Ruta de Mejora Escolar. Corresponsabilidad

(19 de agosto de 2014)
 
 

El Sistema Mexicano ha puesto énfasis en la educación básica, los resultados educativos no son satisfactorios, prevalecen deficiencias en los resultados de logro académico, insuficiencia de infraestructura, baja calidad en la formación magisterial, escasez de recursos didácticos y tecnológicos, falta de liderazgo de directivos y supervisores, exceso de programas, entre una lista de causas, posicionan a estudiantes, docentes y la educación de los mexicanos, en situaciones de desventaja tanto a nivel de desempeño escolar como de funcionamiento en la vida diaria. ¿Qué pasó? ¿Cuál es la situación actual? ¿Hacia dónde va la educación? Hacer un alto para cambiar el rumbo es necesario. Tiene sus costos no sólo desde lo económico sino en lo cultural, laboral y social. Vale la pena, cimentar un presente seguro a la generación de niños y jóvenes; la sociedad y la nación lo requiere.
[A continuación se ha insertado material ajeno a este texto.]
PR #1339, opened 2024-05-01
PARQUET-2465: Fall back to HadoopConfig

Fokko:
We see that this causes the 1.14 to be incompatible with the previous releases.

La continuidad de la vida en los planteles muestra un dinamismo sin precedente; desde hace varios días, directivos y docentes de educación básica están inmersos en un proceso de análisis, reflexión, autoevaluación y toma de decisiones para iniciar con entusiasmo y con claridad en las acciones para este  nuevo ciclo escolar.

La implementación de tareas derivadas del marco normativo vigente para la educación en el país, sugiere entre otras condiciones, el fortalecimiento a los Consejos Técnicos Escolares, como el espacio idóneo para que el colectivo docente dedique tiempo al diagnóstico de su realidad, identifique en qué aspectos avanzaron, poco o mucho, sí lograron los objetivos planteados, por qué sí o debido a qué factores no se alcanzaron las metas; sin duda, un ejercicio  de autoevaluación,  discusión y hasta de confrontación, ¿qué se pretende con trabajo previo al inicio de clases? Seguramente habrá infinidad de respuestas, unas en contra, otras a favor, lo valioso es aprovechar los días precedentes a la llegada de los estudiantes a las aulas, para compartir experiencias profesionales, determinar las prioridades (mejora de aprendizajes, ausentismo, rezago y abandono escolar, convivencia escolar) acordar conjuntamente las acciones a realizar y las metas a alcanzar.

Estas prácticas que paulatinamente desaparecieron en las escuelas, ahora se retoman, con más organización y dirección. En ocasiones, la rutina desvía la sensibilidad hacia la realidad, impide el reconocimiento de alguna problemática y casi siempre, imposibilita la interacción entre compañeros, la comunicación es limitada, se dejan de compartir estrategias y no existe corresponsabilidad en los proyectos escolares.

 
 

En cada escuela, los docentes, padres de familia, tutores, alumnos y directivos, tienen funciones, deberes y compromisos que se dejaron de lado, con el enfoque actual sugerido en los Consejos Técnicos Escolares, todos son protagonistas, responsables de la mejora de los aprendizajes en escritura, lectura, matemáticas;  la asistencia a clases todos los días, fomentar la convivencia  pacífica, detener el ausentismo y evitar el abandono escolar.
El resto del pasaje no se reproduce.